■ YOUR INSTRUCTIONS ■
Please reproduce the data below exactly, from the first line through the line containing "Is the resource id really the pid ?", and leave every later line out.

[Stored data]
PR #2742, opened 2017-10-31
feature/multitenant

jrouzierinverse:
Description
===========
Add multi tenancy to packect fence

Impacts
=======

Code / PR Dependencies
======================
depend on move-to-dal

New Features
------------
* multi tenancy


db/pf-schema-X.Y.Z.sql
```diff
@@ -20,12 +20,14 @@ CREATE TABLE `tenant` (
   id int NOT NULL AUTO_INCREMENT,
   name VARCHAR(255) NOT NULL,
   portal_domain_name VARCHAR(255),
+  domain_name VARCHAR(255),
   PRIMARY KEY (id),
   UNIQUE KEY tenant_name (`name`),
-  UNIQUE KEY tenant_portal_domain_name (`portal_domain_name`)
+  UNIQUE KEY tenant_portal_domain_name (`portal_domain_name`),
+  UNIQUE KEY tenant_domain_name (`domain_name`)
```
jrouzierinverse: Please add this to the update sql

lib/pf/UnifiedApi.pm
```diff
@@ -0,0 +1,183 @@
...
+        return $c->render(json => { message => "Unknown path", errors => [] }, status => 404);
+    });
+}
+
+sub api_v1_routes {
+    my ($self) = @_;
+    return @API_V1_ROUTES, $self->api_v1_custom_routes;
+}
+
+sub api_v1_custom_routes {
```
julsemaan: @jrouzierinverse 

Do we need this or should this be stripped out from the code?

lib/pf/UnifiedApi.pm
```diff
@@ -0,0 +1,183 @@
...
+
+}
+
+sub custom_startup_hook {
```
julsemaan, line 153: @jrouzierinverse 

Same here

lib/pf/UnifiedApi/Controller/Nodes.pm
```diff
@@ -0,0 +1,65 @@
...
+
+use strict;
+use warnings;
+use Mojo::Base 'pf::UnifiedApi::Controller::Crud';
+use pf::dal::node;
+use pf::locationlog qw(locationlog_history_mac locationlog_view_open_mac);
+
+has dal => 'pf::dal::node';
+has id_key => 'id';
+has resource_id => 'pid';
```
julsemaan: @jrouzierinverse 

Is the resource id really the pid ?

lib/pf/UnifiedApi/Controller/Violations.pm
```diff
@@ -0,0 +1,80 @@
...
+use warnings;
+use Mojo::Base 'pf::UnifiedApi::Controller::Crud';
+use pf::violation;
+
+has dal => 'pf::dal::violation';
+has id_key => 'id';
+has resource_id => 'id';
+
+
+sub list {
```
julsemaan: @satkunas 

Not sure why listing violations would only list the open ones.
This should list all the violations and then we could have /violations/opened to list the opened violations

What do you think?

lib/pf/UnifiedApi/Controller/Violations.pm
```diff
@@ -0,0 +1,80 @@
...
+    my $search = $self->param('search');
+    return $self->_list_by_mac($search) if pf::util::valid_mac($search);
+    return $self->_list_by_id($search);
+}
+
+sub _list_by_mac {
+    my ($self, $mac) = @_;
+    my @violations = pf::violation::violation_view_desc($mac);
+    return $self->render(json => { items => \@violations }) if scalar @violations > 0 and defined($violations[0]);
+    return $self->render(json => undef);
```
julsemaan, line 43: @satkunas 

Should render an empty array instead

julsemaan (changes requested):
A few things to polish up

@satkunas and @jrouzierinverse could you review my questions/comments 

Then @jrouzierinverse can perform his super rebase de la muerte and we can merge that

lib/pf/UnifiedApi/Controller/Violations.pm
satkunas: Render an empty array "[]" on a collection, or "{items:[]}"?

...and render an empty object "{}" on a row?

lib/pf/UnifiedApi/Controller/Violations.pm
satkunas: I didn't see an existing method in the base class that returned all (including non-open) violations. Please correct me if I'm wrong.

lib/pf/UnifiedApi/Controller/Violations.pm
julsemaan: When a row isn't found it should send a 404 with with a message that says it hasn't been found

When its an empty collection, it should be a 200 with an empty array

lib/pf/UnifiedApi/Controller/Violations.pm
julsemaan: If you just go through the DAL, that will perform an unfiltered select

@jrouzierinverse can confirm this.

So basically, you'd just have to delete this subroutine and we'd be golden (again @jrouzierinverse  can confirm)

lib/pf/UnifiedApi/Controller/Violations.pm
satkunas: @julsemaan please confirm again, I updated my last comment above at the same time as your last response.

julsemaan: @satkunas it is "{items:[]}" you are right for a collection

satkunas: Adjusted over in https://github.com/inverse-inc/packetfence/pull/2920

lib/pf/UnifiedApi.pm
jrouzierinverse: Yes we need this because if we do not have it then we cannot allow custom route/controllers in our API.

lib/pf/UnifiedApi.pm
jrouzierinverse: Yes we need this because if we do not have it then we cannot allow custom route/controllers in our API.

lib/pf/UnifiedApi/Controller/Nodes.pm
julsemaan: @jrouzierinverse 

Could you confirm if this needs to be changed?

jrouzierinverse: It needs to be changed will do so after the merging in feature/api-restructure

addons/packages/packetfence.spec
```diff
@@ -118,6 +118,8 @@ Requires: perl(Data::Phrasebook), perl(Data::Phrasebook::Loader::YAML)
 Requires: perl(DBI)
 Requires: perl(Rose::DB)
 Requires: perl(Rose::DB::Object)
+Requires: perl(Lingua::EN::Nums2Words) >= 1.16
```
julsemaan, line 121: These need to be put in devel

lib/pf/UnifiedApi/Controller/Crud.pm
```diff
@@ -20,8 +20,9 @@ use pf::error qw(is_error);
 use pf::log;
 
 has 'dal';
-has 'id_key';
-has 'resource_id' => 'id';
+has 'url_param_name'; # param_name
```
julsemaan: remove comment

lib/pf/UnifiedApi/Controller/Crud.pm
```diff
@@ -20,8 +20,9 @@ use pf::error qw(is_error);
...
+has 'primary_key' => 'id'; # primary_key
```
julsemaan: remove comment

lib/pf/UnifiedApi/Controller/Crud.pm
julsemaan: Also perldoc for this field would be nice

lib/pf/UnifiedApi/Controller/Crud.pm
julsemaan: perldoc for this too

lib/pf/UnifiedApi/Controller/Crud.pm
```diff
@@ -20,8 +20,9 @@ use pf::error qw(is_error);
...
+has 'parent_primary_key_map' => sub { {} };
```
julsemaan: And perdoc for this too

julsemaan (changes requested):

julsemaan (changes requested):
Missing before the merge:
- Rebase the branch since its now in conflict
- Put the missing dependencies in the PacketFence devel repo

jrouzierinverse:
The missing dependencies are in the PacketFence devel repo

jrouzierinverse:
Rebased

julsemaan (approved):

alinahaider96:
Hi Julsemaan,
Can you please tell me how can we apply multi tenancy using PacketFence. I can see the  filter of tenants in connection profile but I don't know how to set that tenant filter.The only value appear in front of it is default.I wanted to make a product that if two organization using my product they couldn't access or see each other's data.
Thanks and regards,
Alina

julsemaan:
@alinahaider96 

This question should be asked on the PF mailing list, not in this PR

■ OUTPUT FOR THIS EXERCISE ■
PR #2742, opened 2017-10-31
feature/multitenant

jrouzierinverse:
Description
===========
Add multi tenancy to packect fence

Impacts
=======

Code / PR Dependencies
======================
depend on move-to-dal

New Features
------------
* multi tenancy


db/pf-schema-X.Y.Z.sql
```diff
@@ -20,12 +20,14 @@ CREATE TABLE `tenant` (
   id int NOT NULL AUTO_INCREMENT,
   name VARCHAR(255) NOT NULL,
   portal_domain_name VARCHAR(255),
+  domain_name VARCHAR(255),
   PRIMARY KEY (id),
   UNIQUE KEY tenant_name (`name`),
-  UNIQUE KEY tenant_portal_domain_name (`portal_domain_name`)
+  UNIQUE KEY tenant_portal_domain_name (`portal_domain_name`),
+  UNIQUE KEY tenant_domain_name (`domain_name`)
```
jrouzierinverse: Please add this to the update sql

lib/pf/UnifiedApi.pm
```diff
@@ -0,0 +1,183 @@
...
+        return $c->render(json => { message => "Unknown path", errors => [] }, status => 404);
+    });
+}
+
+sub api_v1_routes {
+    my ($self) = @_;
+    return @API_V1_ROUTES, $self->api_v1_custom_routes;
+}
+
+sub api_v1_custom_routes {
```
julsemaan: @jrouzierinverse 

Do we need this or should this be stripped out from the code?

lib/pf/UnifiedApi.pm
```diff
@@ -0,0 +1,183 @@
...
+
+}
+
+sub custom_startup_hook {
```
julsemaan, line 153: @jrouzierinverse 

Same here

lib/pf/UnifiedApi/Controller/Nodes.pm
```diff
@@ -0,0 +1,65 @@
...
+
+use strict;
+use warnings;
+use Mojo::Base 'pf::UnifiedApi::Controller::Crud';
+use pf::dal::node;
+use pf::locationlog qw(locationlog_history_mac locationlog_view_open_mac);
+
+has dal => 'pf::dal::node';
+has id_key => 'id';
+has resource_id => 'pid';
```
julsemaan: @jrouzierinverse 

Is the resource id really the pid ?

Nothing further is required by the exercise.